PR #393, opened 2017-07-18
Lowered most notecard delays, new delays on some errors. (Mantis 3304)

appurist:
As per the discussion in [Mantis 3304](https://bugs.inworldz.com/mantis/view.php?id=3304):
- GetNumberOfNotecardLines now includes the old 100ms delay on "notecard not found" error cases.  (Previously no delay at all, even if errors.)
- If cached, GetNumberOfNotecardLines only delays 25ms now instead of 100.
- If asset fetch required (uncached), GetNumberOfNotecardLines only delays 50ms now instead of 100.
- Notecard line/segment fetches now delay only 1ms (probably 16ms) every 16 lines, starting at the first line, if cached.  (Should result in be 1000 lines per second now.)
- Notecard line/segment fetches continue to delay by 25ms if not cached (i.e. first line only), same as above.

### DIFF
--- a/InWorldz/InWorldz.Phlox.Engine/LSLSystemAPI.cs
+++ b/InWorldz/InWorldz.Phlox.Engine/LSLSystemAPI.cs
@@ -14500,6 +14500,9 @@ namespace InWorldz.Phlox.Engine
 
         public string GetNumberOfNotecardLines(SceneObjectPart part, string name)
         {
+            const int ERROR_DELAY = 100;
+            const int LONG_DELAY = 50;
+            const int FAST_DELAY = 25;
             TaskInventoryDictionary itemsDictionary = (TaskInventoryDictionary)part.TaskInventory.Clone();
 
             UUID assetID = UUID.Zero;
@@ -14520,7 +14523,7 @@ namespace InWorldz.Phlox.Engine
             {
                 // => complain loudly, as specified by the LSL docs
                 ScriptShoutError("Notecard '" + name + "' could not be found.");
-
+                ScriptSleep(ERROR_DELAY);
                 return UUID.Zero.ToString();
             }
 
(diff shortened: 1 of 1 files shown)


InWorldz/InWorldz.Phlox.Engine/LSLSystemAPI.cs
```diff
@@ -14612,7 +14618,8 @@ private string GetNotecardSegment(SceneObjectPart part, string name, int line, i
             {
                 AsyncCommands.
                 DataserverPlugin.DataserverReply(reqIdentifier, NotecardCache.GetLine(assetID, line, startOffset, maxLength));
-                ScriptSleep(DELAY);
+                if (((line % LINES_PER_DELAY) == 0) && (startOffset == 0))
```
kf6kjg: While clever and stateless, this runs afoul of an attack vector that trivially defeats it: simply have your script only work with lines that have no delay.  _Et voila_ the whole purpose of this has been nullified.

appurist: That isn't the purpose, and wasn't even one of the goals.  They were:
- reduce the time it takes to read a notecard
- do not completely eliminate the penalty because we occasionally have a buggy script that would then spin in a tight loop

appurist:
I wasn't worried about any "bypass" and in fact the primary goal is _to lower the notecard reading times_ enough that that nobody would ever be encouraged to bypass the load time anyway.  Load times are currently incredibly painful, and anyone who wanted to intentionally bypass it could use many other mechanisms, such as just using many scripts to read lines in parallel, etc.  There are many attack vectors if one chose to be malicious but we haven't seen a single case of that even _with_ the punishing times.  Reducing the load times to 1000 lines per second as above should eliminate any desire to try to circumvent the delays. In fact, they probably would think we've eliminated them.

We discussed eliminating the delays completely, if the notecard was in cache, but I rejected that idea because I was concerned about eliminating a loading penalty from buggy scripts.  It doesn't mitigate all buggy script cases though, so if you have a more complex alternative implementation in mind, feed free to implement one. I tried to come up with something that would not require script state to be modified, because it wasn't a priority and the only way this was going to get improved was if it was low-hanging fruit. If you have time for something more, then by all means... ;)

++++++++++++++++++++

WHAT YOU NEED TO DO: Set down exactly the lines that begin the records and continue through the line bearing "- If cached, GetNumberOfNotecardLines"; include both ends.

SOLUTION BELOW:
PR #393, opened 2017-07-18
Lowered most notecard delays, new delays on some errors. (Mantis 3304)

appurist:
As per the discussion in [Mantis 3304](https://bugs.inworldz.com/mantis/view.php?id=3304):
- GetNumberOfNotecardLines now includes the old 100ms delay on "notecard not found" error cases.  (Previously no delay at all, even if errors.)
- If cached, GetNumberOfNotecardLines only delays 25ms now instead of 100.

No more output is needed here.